### Exercise requirements
Go through the records below and copy out every line holding "numbers".
============================================================
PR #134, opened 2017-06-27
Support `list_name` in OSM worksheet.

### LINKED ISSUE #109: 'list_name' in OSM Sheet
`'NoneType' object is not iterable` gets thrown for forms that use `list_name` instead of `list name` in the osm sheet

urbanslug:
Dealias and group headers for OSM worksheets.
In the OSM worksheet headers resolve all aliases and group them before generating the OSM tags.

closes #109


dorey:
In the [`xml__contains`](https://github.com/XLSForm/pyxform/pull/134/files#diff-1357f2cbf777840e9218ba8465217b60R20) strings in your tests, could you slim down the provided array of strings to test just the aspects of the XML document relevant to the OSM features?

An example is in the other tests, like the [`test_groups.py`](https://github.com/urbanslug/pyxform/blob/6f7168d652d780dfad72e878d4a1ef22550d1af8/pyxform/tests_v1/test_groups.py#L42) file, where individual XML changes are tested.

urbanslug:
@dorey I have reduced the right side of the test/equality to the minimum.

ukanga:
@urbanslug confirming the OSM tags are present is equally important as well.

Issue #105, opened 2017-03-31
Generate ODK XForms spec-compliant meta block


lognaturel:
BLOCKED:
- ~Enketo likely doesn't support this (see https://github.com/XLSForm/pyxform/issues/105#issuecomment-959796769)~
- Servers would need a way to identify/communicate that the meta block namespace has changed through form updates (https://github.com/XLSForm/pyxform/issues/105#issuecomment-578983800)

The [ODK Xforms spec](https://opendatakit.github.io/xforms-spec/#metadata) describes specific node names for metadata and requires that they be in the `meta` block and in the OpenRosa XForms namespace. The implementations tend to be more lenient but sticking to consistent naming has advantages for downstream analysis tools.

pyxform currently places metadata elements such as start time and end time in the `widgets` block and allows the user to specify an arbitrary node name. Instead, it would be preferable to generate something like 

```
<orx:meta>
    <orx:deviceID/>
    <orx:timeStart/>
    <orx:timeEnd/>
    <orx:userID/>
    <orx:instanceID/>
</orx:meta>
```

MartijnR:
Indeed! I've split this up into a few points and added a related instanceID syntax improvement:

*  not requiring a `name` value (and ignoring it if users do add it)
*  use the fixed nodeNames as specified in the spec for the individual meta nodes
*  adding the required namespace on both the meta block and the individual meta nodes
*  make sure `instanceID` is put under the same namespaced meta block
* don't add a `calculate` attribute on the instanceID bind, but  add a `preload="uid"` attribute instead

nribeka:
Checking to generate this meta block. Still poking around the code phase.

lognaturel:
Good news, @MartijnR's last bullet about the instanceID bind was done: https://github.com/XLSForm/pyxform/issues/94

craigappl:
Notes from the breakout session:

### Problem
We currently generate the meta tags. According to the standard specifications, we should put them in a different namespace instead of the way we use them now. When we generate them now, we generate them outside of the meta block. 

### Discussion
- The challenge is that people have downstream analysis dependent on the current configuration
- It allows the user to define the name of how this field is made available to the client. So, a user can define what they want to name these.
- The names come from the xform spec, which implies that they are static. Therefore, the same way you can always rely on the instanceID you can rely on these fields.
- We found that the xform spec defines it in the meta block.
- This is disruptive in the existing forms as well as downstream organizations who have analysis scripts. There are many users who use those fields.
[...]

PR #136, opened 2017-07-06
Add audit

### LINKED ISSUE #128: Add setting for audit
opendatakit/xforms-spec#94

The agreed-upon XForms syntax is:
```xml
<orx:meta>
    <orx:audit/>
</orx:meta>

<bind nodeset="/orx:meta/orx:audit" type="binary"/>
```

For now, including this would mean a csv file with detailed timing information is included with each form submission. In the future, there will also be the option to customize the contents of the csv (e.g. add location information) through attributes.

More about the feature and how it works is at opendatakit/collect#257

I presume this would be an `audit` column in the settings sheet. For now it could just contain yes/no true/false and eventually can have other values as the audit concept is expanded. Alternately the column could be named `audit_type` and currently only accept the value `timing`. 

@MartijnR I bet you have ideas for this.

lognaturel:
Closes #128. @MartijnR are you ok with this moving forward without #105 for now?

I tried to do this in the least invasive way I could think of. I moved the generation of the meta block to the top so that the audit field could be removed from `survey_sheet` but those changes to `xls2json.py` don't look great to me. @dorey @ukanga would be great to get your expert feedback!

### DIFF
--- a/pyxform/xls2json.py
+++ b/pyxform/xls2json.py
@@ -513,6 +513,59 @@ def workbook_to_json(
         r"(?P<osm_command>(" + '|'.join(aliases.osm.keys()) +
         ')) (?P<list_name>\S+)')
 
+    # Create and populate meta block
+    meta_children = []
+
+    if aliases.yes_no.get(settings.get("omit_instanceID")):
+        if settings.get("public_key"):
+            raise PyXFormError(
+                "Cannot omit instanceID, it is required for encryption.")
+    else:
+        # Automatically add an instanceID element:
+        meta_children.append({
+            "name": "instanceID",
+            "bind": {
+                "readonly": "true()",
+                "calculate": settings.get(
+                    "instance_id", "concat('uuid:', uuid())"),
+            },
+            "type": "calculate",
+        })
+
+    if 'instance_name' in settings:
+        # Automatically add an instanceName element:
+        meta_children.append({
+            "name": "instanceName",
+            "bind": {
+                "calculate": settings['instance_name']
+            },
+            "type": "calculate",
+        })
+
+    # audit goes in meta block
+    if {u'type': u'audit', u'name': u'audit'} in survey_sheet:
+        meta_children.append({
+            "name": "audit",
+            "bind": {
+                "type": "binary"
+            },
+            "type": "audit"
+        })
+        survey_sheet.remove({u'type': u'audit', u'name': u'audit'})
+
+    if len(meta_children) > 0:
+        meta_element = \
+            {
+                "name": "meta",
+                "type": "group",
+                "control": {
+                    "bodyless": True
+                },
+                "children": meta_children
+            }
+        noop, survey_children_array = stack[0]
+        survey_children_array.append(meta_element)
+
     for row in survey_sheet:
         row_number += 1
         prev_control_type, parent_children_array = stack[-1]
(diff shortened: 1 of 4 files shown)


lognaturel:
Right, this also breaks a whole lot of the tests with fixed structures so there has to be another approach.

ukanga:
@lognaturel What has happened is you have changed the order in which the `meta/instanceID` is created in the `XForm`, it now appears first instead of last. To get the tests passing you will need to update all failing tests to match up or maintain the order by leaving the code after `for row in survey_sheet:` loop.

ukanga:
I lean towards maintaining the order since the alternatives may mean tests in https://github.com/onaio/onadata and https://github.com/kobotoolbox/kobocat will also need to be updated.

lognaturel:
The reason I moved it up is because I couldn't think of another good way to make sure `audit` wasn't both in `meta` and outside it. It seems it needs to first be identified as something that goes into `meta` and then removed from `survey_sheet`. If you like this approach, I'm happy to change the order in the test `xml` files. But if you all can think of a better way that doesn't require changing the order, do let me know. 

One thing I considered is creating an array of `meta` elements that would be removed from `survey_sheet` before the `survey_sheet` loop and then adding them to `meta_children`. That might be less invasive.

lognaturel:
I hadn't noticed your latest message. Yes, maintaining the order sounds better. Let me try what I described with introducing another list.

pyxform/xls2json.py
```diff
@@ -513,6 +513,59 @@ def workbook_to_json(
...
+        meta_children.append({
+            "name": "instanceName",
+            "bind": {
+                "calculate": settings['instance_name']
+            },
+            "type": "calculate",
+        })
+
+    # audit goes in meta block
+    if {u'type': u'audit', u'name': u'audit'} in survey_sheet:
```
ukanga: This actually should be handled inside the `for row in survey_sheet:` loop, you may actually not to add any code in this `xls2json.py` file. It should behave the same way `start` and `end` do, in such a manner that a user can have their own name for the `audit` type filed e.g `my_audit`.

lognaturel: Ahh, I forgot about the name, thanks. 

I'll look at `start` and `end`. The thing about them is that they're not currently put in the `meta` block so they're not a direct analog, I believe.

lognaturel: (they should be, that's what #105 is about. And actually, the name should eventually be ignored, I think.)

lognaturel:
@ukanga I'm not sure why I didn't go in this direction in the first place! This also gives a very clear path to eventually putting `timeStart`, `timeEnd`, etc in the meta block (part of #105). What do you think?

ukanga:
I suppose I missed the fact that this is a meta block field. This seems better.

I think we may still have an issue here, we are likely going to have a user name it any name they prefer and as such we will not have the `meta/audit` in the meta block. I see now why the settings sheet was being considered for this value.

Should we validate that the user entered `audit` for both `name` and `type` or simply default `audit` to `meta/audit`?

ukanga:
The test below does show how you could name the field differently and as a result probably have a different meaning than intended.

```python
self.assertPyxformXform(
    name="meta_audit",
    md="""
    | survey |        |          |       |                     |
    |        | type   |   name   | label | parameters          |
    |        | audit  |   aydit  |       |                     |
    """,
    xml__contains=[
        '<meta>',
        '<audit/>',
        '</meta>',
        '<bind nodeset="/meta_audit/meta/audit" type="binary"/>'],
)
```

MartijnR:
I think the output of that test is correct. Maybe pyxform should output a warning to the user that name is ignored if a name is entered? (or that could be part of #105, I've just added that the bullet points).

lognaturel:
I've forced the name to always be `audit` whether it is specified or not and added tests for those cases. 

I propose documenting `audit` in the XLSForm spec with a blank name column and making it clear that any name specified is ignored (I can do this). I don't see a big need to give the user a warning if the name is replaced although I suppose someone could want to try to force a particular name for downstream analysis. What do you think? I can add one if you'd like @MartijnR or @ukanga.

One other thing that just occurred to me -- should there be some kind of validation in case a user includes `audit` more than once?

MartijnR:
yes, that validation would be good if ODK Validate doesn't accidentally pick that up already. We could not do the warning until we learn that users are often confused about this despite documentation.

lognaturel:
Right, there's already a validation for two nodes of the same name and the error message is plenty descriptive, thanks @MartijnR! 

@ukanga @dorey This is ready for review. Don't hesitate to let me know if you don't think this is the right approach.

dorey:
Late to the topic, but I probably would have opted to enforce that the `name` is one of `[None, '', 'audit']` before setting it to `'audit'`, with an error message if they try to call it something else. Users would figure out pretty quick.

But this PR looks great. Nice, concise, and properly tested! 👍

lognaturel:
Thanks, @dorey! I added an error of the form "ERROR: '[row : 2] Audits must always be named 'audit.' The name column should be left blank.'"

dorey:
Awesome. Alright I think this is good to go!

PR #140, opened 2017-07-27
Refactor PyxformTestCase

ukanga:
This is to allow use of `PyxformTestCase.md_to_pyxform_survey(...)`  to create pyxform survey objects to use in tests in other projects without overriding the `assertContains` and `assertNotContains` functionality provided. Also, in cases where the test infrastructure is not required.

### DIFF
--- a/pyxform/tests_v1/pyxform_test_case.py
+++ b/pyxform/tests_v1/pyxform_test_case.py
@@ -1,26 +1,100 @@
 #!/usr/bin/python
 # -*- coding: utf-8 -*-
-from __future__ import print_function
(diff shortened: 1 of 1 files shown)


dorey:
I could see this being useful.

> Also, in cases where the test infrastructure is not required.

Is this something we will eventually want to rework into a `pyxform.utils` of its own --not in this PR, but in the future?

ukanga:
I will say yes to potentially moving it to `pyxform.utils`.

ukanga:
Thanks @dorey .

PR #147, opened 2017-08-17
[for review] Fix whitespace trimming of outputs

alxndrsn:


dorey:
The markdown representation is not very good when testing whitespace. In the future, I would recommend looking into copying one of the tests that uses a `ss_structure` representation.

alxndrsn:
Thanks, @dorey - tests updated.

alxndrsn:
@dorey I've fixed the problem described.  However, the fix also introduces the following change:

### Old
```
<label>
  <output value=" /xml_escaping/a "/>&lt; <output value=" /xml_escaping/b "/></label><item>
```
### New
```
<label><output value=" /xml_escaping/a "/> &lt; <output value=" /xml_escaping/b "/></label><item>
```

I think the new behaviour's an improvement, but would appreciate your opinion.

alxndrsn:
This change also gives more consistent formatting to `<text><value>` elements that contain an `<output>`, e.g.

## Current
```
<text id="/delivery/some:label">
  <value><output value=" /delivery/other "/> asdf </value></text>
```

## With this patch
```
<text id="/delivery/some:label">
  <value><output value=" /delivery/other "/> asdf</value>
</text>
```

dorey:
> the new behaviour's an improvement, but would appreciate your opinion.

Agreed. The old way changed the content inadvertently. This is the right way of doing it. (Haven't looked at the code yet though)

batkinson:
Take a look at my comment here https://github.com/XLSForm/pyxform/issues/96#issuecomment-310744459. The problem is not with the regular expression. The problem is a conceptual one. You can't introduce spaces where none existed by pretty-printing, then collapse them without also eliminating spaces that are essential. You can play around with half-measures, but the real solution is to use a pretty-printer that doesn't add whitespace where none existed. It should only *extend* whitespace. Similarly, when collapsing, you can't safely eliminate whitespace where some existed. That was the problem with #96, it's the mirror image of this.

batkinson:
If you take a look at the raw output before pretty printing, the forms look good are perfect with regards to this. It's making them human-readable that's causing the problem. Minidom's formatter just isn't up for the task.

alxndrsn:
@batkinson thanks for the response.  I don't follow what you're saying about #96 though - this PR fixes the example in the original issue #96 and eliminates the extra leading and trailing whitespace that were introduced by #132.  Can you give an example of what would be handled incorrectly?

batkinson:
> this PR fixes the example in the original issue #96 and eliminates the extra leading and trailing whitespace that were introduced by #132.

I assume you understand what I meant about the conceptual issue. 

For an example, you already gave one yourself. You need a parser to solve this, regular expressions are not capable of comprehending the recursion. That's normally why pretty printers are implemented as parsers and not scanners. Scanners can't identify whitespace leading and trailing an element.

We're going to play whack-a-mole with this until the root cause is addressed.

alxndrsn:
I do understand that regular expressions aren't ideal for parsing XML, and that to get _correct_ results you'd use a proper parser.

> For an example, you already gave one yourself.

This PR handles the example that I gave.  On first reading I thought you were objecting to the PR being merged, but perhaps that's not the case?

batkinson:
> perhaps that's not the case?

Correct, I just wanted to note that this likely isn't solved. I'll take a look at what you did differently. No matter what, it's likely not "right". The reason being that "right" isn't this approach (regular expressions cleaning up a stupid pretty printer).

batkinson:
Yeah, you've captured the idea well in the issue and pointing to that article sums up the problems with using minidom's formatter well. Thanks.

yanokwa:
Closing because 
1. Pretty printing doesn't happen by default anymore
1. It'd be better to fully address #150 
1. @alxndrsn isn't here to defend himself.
============================================================
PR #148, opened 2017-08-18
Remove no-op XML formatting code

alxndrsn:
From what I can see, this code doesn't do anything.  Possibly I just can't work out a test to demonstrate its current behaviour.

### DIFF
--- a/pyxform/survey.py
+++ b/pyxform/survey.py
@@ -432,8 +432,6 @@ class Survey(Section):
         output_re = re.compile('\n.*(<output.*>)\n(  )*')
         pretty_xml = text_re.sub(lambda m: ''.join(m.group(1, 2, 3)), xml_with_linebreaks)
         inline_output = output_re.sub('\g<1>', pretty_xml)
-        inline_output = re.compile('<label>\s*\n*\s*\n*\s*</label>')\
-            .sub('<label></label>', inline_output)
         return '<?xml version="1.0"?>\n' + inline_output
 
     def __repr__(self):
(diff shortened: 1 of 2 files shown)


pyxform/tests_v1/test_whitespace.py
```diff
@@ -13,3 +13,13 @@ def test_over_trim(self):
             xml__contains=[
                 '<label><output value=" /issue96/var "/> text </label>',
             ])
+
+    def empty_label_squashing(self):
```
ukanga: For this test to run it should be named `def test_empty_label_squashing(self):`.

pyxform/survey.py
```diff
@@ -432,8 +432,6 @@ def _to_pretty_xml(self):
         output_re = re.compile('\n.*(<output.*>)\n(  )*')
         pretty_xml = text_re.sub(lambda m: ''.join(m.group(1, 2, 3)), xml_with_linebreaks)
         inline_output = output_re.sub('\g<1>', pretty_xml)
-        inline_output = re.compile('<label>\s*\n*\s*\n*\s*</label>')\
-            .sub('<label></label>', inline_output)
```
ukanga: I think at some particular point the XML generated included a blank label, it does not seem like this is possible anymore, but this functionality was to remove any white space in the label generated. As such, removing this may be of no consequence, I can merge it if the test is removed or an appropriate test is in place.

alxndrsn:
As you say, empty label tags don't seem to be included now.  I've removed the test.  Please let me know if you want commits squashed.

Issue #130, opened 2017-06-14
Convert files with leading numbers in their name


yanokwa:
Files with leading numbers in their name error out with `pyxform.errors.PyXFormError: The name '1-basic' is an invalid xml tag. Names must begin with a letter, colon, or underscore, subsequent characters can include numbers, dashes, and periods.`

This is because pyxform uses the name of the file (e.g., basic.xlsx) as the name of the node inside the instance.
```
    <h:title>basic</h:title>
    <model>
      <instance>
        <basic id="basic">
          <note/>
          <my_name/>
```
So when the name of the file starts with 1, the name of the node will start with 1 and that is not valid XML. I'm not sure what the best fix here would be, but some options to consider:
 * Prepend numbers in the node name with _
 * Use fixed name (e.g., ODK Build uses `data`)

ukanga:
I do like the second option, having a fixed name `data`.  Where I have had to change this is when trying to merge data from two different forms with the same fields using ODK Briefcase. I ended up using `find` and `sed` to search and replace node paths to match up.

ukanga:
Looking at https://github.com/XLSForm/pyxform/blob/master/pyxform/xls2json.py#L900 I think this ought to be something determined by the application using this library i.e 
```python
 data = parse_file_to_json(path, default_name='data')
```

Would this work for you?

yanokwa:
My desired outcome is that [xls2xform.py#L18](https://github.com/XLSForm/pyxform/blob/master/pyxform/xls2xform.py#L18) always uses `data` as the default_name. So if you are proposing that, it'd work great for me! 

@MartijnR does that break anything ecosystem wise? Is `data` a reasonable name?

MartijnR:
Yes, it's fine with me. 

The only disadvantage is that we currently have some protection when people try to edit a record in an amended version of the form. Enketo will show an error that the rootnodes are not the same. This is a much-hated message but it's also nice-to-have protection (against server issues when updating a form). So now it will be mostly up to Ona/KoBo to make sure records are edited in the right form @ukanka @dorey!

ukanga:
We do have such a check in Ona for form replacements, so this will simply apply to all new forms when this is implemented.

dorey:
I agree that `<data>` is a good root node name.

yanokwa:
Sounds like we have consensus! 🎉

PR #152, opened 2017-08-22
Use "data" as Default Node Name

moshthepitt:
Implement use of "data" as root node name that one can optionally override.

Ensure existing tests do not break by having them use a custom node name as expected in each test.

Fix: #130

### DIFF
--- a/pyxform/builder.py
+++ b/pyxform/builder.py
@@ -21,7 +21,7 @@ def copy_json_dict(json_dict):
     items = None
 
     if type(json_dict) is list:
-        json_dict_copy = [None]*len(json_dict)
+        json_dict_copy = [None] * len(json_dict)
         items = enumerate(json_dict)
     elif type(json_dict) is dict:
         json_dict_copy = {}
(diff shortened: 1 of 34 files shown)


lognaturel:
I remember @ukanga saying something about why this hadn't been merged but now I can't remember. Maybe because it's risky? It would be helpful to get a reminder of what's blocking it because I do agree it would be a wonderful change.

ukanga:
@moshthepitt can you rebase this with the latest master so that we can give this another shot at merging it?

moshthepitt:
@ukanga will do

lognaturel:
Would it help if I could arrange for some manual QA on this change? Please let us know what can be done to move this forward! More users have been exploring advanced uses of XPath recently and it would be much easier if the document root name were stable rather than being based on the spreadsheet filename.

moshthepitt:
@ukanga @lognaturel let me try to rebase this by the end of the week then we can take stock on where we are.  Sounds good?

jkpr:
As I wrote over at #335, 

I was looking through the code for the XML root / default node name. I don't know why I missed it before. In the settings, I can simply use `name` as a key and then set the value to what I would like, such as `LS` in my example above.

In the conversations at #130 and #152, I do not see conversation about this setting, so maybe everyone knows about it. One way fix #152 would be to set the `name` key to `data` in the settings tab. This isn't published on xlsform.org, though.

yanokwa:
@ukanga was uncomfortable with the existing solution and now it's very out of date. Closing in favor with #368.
============================================================
### Exercise result
Convert files with leading numbers in their name
Files with leading numbers in their name error out with `pyxform.errors.PyXFormError: The name '1-basic' is an invalid xml tag. Names must begin with a letter, colon, or underscore, subsequent characters can include numbers, dashes, and periods.`
 * Prepend numbers in the node name with _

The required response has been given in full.